Ese hombre pequeño no tendría más de siete años. El sudor le perlaba la frente y una pátina de tierra en las mejillas resaltaba dónde habían cavado las lágrimas, pequeños glaciares ardientes, en su retirada. Niño cazador cazado en ese duelo, en esa dialéctica perversa de la necesidad impuesta a palos. Tironeaba el pichi hacia donde el sol caía en esa hora en que está por esconderse, como queriendo él también ocultarse del otro lado de la tierra, y el chiquito hacia la dirección opuesta, para no hundirse con el sol o para que éste, en su caída, no terminara de aplastarlo.

Persistía el calor y todo el instante parecía durar siglos, quién sabe cuántos llevaban tironeando, quien sabe cuántos siglos más duraría ese momento, mientras la luz comenzaba a pintar el mundo de dorado. Inmensa soledad del niño, casi un arbusto más en la estepa gigante, en el silencio.

Me había sentado a su lado esperando conocer el nombre, si podía ayudarlo, el lugar dónde vivía, cómo había llegado, cuando encargué a los pibes que acercaran agua y galletas que cargábamos en el baúl del auto.

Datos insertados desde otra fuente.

PR #954, opened 2026-05-29
node: detect stuck-mesh-cluster and force full peer-status refresh (#942 follow-up)

ch4r10t33r:
## Summary

Adds a one-shot full-fanout `sendStatusToPeer` burst when the cached `latest_status.head_slot` across all visible peers tops out far below wall-clock — the signature of a peer-pool that is all stuck against the same upstream gossip-ingress problem. Rate-limited to one fanout per `SYNC_STATUS_STUCK_CLUSTER_REFRESH_COOLDOWN_SLOTS` slots so the unbatched RPC burst can't re-create the en-masse status-RPC-timeout cascade from #926.

## What this addresses

Observed on the 2026-05-29 devnet run of PR #953: `zeam_8` was 254 slots behind wall-clock, but every cached `latest_status.head_slot` topped out at 45 — a peer (`lantern_2`) that was itself stuck. `findBestCatchUpPeerStatus` correctly picked the best-of-stale option each interval, fired `blocks_by_root` against it, made no progress for 25+ minutes.

Cross-client check confirmed it was a peer-info problem, not a chain problem: `grandine_4` was at `head=377` against wall=378. The chain was fine. The peers `zeam_8` had cached status for were just all behind.

## The fix

1. **New pure helper** `shouldForceFullPeerStatusRefresh` in `blocks_by_range_sync.zig`. Fires when `best_peer_head + threshold < wall_slot` AND a cooldown has elapsed.
2. **Refactor** `refreshSyncFromPeers` into `refreshSyncFromPeersImpl(RefreshKind)` — `.batched` keeps the existing #926 behaviour; `.full_fanout` walks every connected peer in one tick.
3. **Detector** `maybeForceFullPeerStatusRefresh` wires the helper to a `last_stuck_cluster_refresh_slot` atomic, logs the detection, and triggers the fanout.
4. **Wired** into `runSyncRecoveryOnInterval` on the same per-slot cadence as `maybeInitiateProactiveCatchUp`.

Two new constants, both at 16 (~64 s on 4 s slots):
- `SYNC_STATUS_STUCK_CLUSTER_PEER_LAG_THRESHOLD_SLOTS = 16`
- `SYNC_STATUS_STUCK_CLUSTER_REFRESH_COOLDOWN_SLOTS = 16`

## What this is NOT

This is **not** peer discovery. It can't help when zeam is connected to a genuinely stuck peer pool with zero healthy peers anywhere on the connection list. Peer-discovery / re-bootstrap when stuck is a separate gap, suitable for a follow-up.

## Test plan

- [x] 5 new unit tests in `blocks_by_range_sync.zig` (fires on stuck condition; off when best peer at wall; off under threshold; rate-limited; safe under non-monotonic slot)
- [x] `zig build test -Dprover=dummy` — clean
- [ ] Deploy to devnet, reproduce the PR #953 stuck condition, observe `"stuck mesh cluster detected"` warning + `"status refresh full fanout"` info
- [ ] Confirm cooldown rate-limit suppresses subsequent firings within 16 slots
- [ ] Compare per-node gap-to-wall-clock against the prior run

## Related

Follow-up to PR #953 (which lowered `BLOCKS_BY_RANGE_SYNC_THRESHOLD` 64 → 4 — that change worked but wasn't enough on its own when the visible mesh is stuck). Both are derivatives of #942.


zclawz (dismissed):
Reviewed the stuck-mesh-cluster recovery changes. The pure predicate and cooldown behavior are covered by focused tests, the node wiring preserves the existing batched refresh path while keeping full-fanout rate-limited, and the current lint/test/build checks are green. No code-level blockers from me.

zclawz (changes requested):
Re-reviewed the two new commits (`77d21e5`, `c4a9661`). I’m not re-approving this head yet — I think the orphan-cache replacement drops the child block without leaving a path to import/refetch it.

Blocking concern:

In both updated paths:

- `processBlockByRootChunk` computes `block_root`, then immediately `removePendingBlockRoot(block_root)` before calling `cacheMissingParentRpcChunk`.
- `cacheMissingParentRpcChunk` now no longer caches `block_root`; it only enqueues `signed_block.block.parent_root` and flushes that fetch.
- When that parent later imports, `processCachedDescendants(parent_root)` only sees entries from `network.block_cache` / child links. The child block was intentionally not cached, and its original pending root was already removed, so there is no obvious mechanism that refetches/imports the child.

Same shape exists in the gossip orphan path: it removes any pending `block_root`, skips caching the orphan, queues only the parent, and then returns. The comment says “When the parent arrives, the chain will re-fetch this block via blocks_by_root”, but I can’t find the state that would cause that re-fetch after the pending root is removed and no descendant cache entry is stored.

So this looks like it fixes the invalid-free crash by dropping the orphan child on the floor, which can stall the parent walk / lose the requested descendant. I’d be happy with either:

1. keep a non-destructive child-refetch marker so importing the parent re-queues the child root, or
2. don’t remove `block_root` from pending until there is a replacement retry path, or
3. add a test that exercises: receive child via blocks_by_root with missing parent → fetch/import parent → child is fetched/imported afterward.

CI note: lint/test/build mostly look fine, but the current macOS build check is red due to a rustup DNS failure and Ubuntu test is still in progress at the time of this review. That looks infra-ish; the code-path issue above is the blocker for my approval.

zclawz (approved):
Re-reviewed latest head `c535f8a` after the orphan-dependent fix. This resolves my prior blocker.

The new `orphan_dependents` map records `parent_root → child_root` for dropped orphan chunks, drains it when the parent imports, and re-queues the child root for `blocks_by_root` refetch. That supplies the missing state/path I was worried about in the previous review. The duplicate suppression, deinit of stored `ArrayList`s, and no-early-return in `processCachedDescendants` all look right to me.

One tiny non-blocking nit: the new regression test’s final batch-pending check is effectively observational rather than assertive because `processCachedDescendants` flushes immediately, but it does still assert the key invariant that the dependency is tracked and then drained on parent import.

CI is still running on this head as I write this, so please wait for it before merge, but I’m satisfied with the code changes.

Desde el centro de ese claro, casi a ras de la tierra desnuda, sitio exacto donde naufragaba la infancia, todo parecía más alto. Quilimbay, colapichi, neneo, molle, uña de gato, todas las especies cercaban ese espacio, como un ejército de soldados con sus espinas en alto. Más allá y antes de la ruta, el alambre de púas cerraba el anfiteatro. Como una tregua, como a propósito, no soplaba una pizca de viento dejando en absoluta quietud las matas de coirón que salpicaban la zona, de meros, inmóviles testigos. Conjugación de astros para que el destino de un “nadie” no vaya a desmadrarse y siga siendo para siempre, eso, un nada, de naides.

Comenzó a devorar las galletas sin dejar de mirar al pichi, sin soltarlo. Luego habló muy de a poco. Primero dijo el nombre y enseguida “mi papá me dejó acá”… Una lágrima grande y redonda como el mundo crecía sin caerse de su lagrimal y en ese pequeño universo líquido todo el cielo se reflejaba caído para abajo. Pensé en el océano salino de esa lágrima donde él y todos podíamos ahogarnos.

Más adelante, veinte o treinta kilómetros al norte, en el valle del río Senguer, estaba Colonia Sarmiento, el próximo poblado. De allí dijo ser el niño. Y luego… “mi papá viene a buscarme”. Eso me paralizó cuando decidía llevarlo. Imaginé la búsqueda del padre y una posterior pateadura soberana. Allí quedó luego de familiar debate, ese niño cazador cazado, con su infancia al hombro hecha pedazos.

Entramos en Sarmiento y preguntamos, con nombre y apellido, por el viejo de ese chiquito que un poco más al sur se debatía entre arbustos. …Ah!… fulano…sí, el alcohol, los doce o catorce hijos.

Hoy, después de dieciocho años, no puedo dejar de pensar en los pibes que puedan andar por ahí perdidos, peludeando y a veces me despierto por las noches con el sueño donde estamos con él, sentados en aquel claro de la estepa, y, agarrados de la cola de aquél pichi, todavía tironeamos, mientras en una lágrima del tamaño de una aguada, se despeña todo el cielo para abajo.